Я ждал, что он скажет мне что-то интересное про свечи, но он не сделал этого, и любопытство заставило меня подойти и тоже на них взглянуть.
– Они из пчелиного воска, – сказал я.– Мне казалось, в Саутуорке пользуются в основном сальными свечами. Получается, что Мерсер не слишком экономил. Или не потерял вкуса к лучшей жизни.
– Вы двигаетесь вперед семимильными шагами, – проговорил Ньютон.
– Но что означают эти свечи? Какой в них смысл?

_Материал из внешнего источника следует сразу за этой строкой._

PR #78, opened 2020-07-31
Sort leaderboard

EmmaWenzel:


src/main/webapp/gameBoard.html
```diff
@@ -54,7 +54,7 @@ <h5 id="users-name"> User Name </h5>
                     <p> User's Plant</p> 
                 </div>
                 <div class="column right">
-                    <h5 id="rank"> Your in Nth place! </h5>
+                    <h5 id="rank"></h5>
```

– Смысл? – Ньютон положил свечи в ящик и сказал: – Они нужны для того, чтобы было светло.
– И все? – проворчал я, сообразив, что он надо мной потешается.

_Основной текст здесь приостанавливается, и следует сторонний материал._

PR #80, opened 2020-08-03
Entire Logout Functionality

hannahsalameh:
Invalidates the user's session, deletes the session ID from the user entity, and removes the cookie that's tracking log in

### DIFF
--- a/src/main/java/com/google/plantasy/servlets/LogoutServlet.java
+++ b/src/main/java/com/google/plantasy/servlets/LogoutServlet.java
@@ -10,6 +10,7 @@ import javax.servlet.http.HttpServletResponse;
 import com.google.appengine.api.datastore.DatastoreService;
 import com.google.appengine.api.datastore.DatastoreServiceFactory;
 import com.google.appengine.api.datastore.Entity;
+import com.google.plantasy.utils.User;
 import com.google.plantasy.utils.UserUtils;
 import com.google.plantasy.utils.CookieUtils;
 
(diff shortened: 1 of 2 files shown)


src/main/java/com/google/plantasy/servlets/LogoutServlet.java
```diff
@@ -0,0 +1,35 @@
+package com.google.sps.servlets;
+
+import java.io.*;
+import javax.servlet.*;
+import javax.servlet.http.*;
```
devonwasson, line 5: please don't import *, only import what you need.

src/main/java/com/google/plantasy/servlets/LogoutServlet.java
```diff
@@ -0,0 +1,35 @@
+package com.google.sps.servlets;
```
devonwasson, line 1: wrong package name

src/main/java/com/google/plantasy/servlets/LogoutServlet.java
```diff
@@ -0,0 +1,35 @@
...
+import com.google.plantasy.utils.CookieUtils;
+
+@WebServlet("/logout")
+public class LogoutServlet extends HttpServlet {
+DatastoreService datastore = DatastoreServiceFactory.getDatastoreService();
+
+  @Override
+  public void doPost(HttpServletRequest request, HttpServletResponse response) throws IOException {
+      Cookie[] cookies = request.getCookies();
+      Entity userEntity = UserUtils.getUserFromCookie(cookies, datastore);
```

– И все? – Ньютон улыбнулся самой снисходительной из своих улыбок.– Все вещи предстают перед нами благодаря свету. И понимание их – тоже. Если бы страх темноты не наполнял сердце язычника, он бы не стал преклоняться перед фальшивыми богами, такими, как Солнце и Луна, а мог бы научить нас чтить истинного творца и благодетеля, как поступали его предки, которыми правил Ной со своими сыновьями до того, как они предались пороку. Я многое отдал ради того, чтобы понять, что такое свет. Однажды во время эксперимента я чуть было не пожертвовал глазом ради понимания сути этого явления. Я взял тупое шило и установил его между своим глазом и костью так близко к задней стороне глаза, как только смог. А затем надавил на глаз с задней стороны, чтобы получилось искривление, и при этом возникли белые, темные и цветные круги. Какие-то круги были заметнее, когда я продолжал потирать глаз концом шила; но если я не шевелил ни глазом, ни шилом, хотя шила не убирал, круги тускнели и часто исчезали, пока я снова не начинал двигать шилом или глазом. Свет – это все, мой дорогой друг. «И увидел Бог свет, что он хорош; и отделил Бог свет от тьмы». И мы всегда должны следовать его примеру.